* **Task to carry out**
Some lines below hold "build". Pick them out and copy them.

* **Exercise data**
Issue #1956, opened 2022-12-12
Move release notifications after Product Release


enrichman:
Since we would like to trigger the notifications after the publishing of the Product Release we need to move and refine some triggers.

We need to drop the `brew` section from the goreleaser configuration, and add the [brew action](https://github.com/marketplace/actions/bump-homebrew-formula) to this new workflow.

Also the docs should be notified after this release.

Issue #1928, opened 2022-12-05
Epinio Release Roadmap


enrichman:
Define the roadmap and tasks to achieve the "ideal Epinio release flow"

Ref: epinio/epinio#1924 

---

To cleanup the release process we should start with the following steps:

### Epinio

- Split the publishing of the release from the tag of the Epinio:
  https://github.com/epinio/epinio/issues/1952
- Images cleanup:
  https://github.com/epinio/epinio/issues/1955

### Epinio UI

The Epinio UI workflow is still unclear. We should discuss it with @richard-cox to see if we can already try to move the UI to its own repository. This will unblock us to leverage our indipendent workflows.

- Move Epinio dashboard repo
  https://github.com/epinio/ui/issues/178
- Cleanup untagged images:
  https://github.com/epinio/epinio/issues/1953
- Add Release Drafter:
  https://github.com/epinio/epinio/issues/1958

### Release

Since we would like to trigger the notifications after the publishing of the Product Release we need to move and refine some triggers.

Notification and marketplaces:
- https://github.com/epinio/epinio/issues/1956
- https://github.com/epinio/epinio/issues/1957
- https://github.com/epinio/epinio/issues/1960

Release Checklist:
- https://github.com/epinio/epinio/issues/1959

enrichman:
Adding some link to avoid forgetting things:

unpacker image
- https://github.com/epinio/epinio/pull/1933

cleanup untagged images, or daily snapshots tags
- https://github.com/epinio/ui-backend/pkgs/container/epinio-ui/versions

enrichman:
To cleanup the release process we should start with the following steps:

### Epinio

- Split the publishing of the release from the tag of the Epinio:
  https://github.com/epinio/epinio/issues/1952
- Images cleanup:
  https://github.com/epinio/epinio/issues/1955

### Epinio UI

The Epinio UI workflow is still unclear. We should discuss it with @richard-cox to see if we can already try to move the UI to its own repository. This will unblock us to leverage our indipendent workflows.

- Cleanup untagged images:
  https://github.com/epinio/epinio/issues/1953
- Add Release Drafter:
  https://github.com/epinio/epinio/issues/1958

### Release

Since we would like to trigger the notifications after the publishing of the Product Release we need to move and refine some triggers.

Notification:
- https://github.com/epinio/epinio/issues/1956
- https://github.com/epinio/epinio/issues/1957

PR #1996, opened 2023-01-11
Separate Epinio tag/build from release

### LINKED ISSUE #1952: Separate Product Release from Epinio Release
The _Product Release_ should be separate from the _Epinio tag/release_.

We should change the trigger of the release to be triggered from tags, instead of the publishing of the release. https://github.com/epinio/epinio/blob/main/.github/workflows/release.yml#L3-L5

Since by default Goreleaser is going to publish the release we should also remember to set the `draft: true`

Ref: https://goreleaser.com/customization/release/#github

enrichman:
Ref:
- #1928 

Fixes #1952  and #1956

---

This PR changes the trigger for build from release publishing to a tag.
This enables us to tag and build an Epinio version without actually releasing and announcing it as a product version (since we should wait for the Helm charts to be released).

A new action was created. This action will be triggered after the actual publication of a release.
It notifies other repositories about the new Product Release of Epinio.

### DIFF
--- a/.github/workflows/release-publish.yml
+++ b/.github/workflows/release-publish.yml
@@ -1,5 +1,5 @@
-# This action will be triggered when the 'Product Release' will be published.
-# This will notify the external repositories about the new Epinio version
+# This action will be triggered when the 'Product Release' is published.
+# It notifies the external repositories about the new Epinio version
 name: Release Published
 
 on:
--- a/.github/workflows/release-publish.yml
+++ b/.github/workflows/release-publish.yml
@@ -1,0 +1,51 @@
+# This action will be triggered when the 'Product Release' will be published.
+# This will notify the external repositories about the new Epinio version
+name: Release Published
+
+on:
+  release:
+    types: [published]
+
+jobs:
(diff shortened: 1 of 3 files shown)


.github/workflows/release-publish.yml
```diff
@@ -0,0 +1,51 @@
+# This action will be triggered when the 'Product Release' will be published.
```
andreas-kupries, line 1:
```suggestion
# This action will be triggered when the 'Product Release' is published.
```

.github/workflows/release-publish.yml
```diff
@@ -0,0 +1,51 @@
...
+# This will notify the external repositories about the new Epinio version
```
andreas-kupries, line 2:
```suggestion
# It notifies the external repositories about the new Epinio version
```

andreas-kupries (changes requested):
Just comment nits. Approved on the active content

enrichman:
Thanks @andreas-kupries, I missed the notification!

==

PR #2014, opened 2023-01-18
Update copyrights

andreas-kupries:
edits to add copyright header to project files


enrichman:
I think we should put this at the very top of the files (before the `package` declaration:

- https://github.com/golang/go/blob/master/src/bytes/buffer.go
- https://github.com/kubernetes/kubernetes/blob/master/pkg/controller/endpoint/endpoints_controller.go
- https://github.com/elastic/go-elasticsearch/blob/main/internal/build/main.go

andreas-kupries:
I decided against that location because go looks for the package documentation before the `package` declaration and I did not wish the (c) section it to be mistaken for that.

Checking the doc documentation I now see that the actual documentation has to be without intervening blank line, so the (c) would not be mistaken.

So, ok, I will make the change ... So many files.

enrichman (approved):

* **Exercise result**
Separate Epinio tag/build from release
This PR changes the trigger for build from release publishing to a tag.
This enables us to tag and build an Epinio version without actually releasing and announcing it as a product version (since we should wait for the Helm charts to be released).
- https://github.com/elastic/go-elasticsearch/blob/main/internal/build/main.go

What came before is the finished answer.